Start of Block

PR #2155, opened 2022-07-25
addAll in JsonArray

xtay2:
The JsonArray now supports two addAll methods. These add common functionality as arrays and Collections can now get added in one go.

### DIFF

End of Block
Start of Block

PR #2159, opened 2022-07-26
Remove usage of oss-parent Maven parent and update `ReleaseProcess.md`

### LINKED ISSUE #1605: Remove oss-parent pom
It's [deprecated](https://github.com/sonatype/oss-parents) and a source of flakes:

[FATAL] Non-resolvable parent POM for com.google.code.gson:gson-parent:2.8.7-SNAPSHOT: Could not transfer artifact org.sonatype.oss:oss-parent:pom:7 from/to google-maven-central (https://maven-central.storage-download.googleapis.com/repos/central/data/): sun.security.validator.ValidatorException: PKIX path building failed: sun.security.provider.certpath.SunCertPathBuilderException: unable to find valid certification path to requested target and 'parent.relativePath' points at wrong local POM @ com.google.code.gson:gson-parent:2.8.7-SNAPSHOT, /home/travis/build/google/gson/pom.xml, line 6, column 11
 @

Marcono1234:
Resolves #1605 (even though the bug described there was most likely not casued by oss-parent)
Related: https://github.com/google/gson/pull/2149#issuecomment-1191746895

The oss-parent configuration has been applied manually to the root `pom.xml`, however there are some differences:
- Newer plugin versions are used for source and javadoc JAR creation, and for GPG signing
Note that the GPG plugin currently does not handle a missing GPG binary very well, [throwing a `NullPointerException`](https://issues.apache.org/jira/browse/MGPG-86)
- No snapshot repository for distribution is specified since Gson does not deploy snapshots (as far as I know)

End of Block
Start of Block

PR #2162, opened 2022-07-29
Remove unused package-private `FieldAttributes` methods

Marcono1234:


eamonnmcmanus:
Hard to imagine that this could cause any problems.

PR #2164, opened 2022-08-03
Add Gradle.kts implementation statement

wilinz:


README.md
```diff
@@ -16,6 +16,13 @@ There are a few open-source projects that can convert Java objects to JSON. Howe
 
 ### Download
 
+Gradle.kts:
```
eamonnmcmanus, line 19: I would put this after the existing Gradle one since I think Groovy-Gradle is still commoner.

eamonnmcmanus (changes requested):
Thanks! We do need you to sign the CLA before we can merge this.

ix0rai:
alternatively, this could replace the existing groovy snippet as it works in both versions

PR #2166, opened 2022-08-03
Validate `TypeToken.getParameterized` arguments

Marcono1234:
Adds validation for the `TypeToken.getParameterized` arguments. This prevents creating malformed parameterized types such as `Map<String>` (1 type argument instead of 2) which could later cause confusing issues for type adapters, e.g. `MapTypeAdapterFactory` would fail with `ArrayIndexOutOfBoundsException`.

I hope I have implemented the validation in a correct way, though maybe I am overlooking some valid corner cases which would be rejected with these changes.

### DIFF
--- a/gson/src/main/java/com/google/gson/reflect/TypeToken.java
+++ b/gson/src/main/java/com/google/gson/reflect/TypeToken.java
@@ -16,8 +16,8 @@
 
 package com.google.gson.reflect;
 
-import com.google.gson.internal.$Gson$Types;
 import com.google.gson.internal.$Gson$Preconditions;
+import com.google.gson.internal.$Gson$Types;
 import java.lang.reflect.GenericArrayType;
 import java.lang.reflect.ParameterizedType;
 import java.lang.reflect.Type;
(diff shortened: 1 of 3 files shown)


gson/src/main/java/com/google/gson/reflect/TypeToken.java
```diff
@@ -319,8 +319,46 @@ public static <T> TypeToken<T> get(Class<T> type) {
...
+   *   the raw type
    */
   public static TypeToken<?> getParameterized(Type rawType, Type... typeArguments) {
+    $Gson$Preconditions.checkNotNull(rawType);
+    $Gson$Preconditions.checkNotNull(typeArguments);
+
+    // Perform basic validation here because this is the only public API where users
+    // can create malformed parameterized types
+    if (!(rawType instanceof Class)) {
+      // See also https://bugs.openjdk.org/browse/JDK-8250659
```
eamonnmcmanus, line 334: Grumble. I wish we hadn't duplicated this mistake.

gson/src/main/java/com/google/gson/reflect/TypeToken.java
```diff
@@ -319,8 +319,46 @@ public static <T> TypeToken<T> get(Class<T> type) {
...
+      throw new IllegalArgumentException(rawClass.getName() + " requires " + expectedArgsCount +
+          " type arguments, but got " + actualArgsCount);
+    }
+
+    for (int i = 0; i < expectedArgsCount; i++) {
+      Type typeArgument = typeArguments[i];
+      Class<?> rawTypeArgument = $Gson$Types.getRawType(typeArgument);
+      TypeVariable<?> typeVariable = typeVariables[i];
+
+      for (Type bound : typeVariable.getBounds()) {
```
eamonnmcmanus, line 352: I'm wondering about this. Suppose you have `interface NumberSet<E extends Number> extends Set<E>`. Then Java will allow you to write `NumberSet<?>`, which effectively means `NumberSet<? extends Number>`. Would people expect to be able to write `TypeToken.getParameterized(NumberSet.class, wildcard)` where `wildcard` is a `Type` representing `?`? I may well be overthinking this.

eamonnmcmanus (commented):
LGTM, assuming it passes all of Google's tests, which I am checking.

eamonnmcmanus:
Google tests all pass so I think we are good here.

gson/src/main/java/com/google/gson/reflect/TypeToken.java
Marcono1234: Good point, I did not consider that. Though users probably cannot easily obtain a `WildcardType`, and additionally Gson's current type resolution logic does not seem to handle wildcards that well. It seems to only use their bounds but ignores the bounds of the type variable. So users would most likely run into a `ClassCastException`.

End of Block

> _What you need to do_: All lines in the entries above that hold the word "public" need to be copied.

> _Solution_:
@@ -319,8 +319,46 @@ public static <T> TypeToken<T> get(Class<T> type) {
   public static TypeToken<?> getParameterized(Type rawType, Type... typeArguments) {
+    // Perform basic validation here because this is the only public API where users
@@ -319,8 +319,46 @@ public static <T> TypeToken<T> get(Class<T> type) {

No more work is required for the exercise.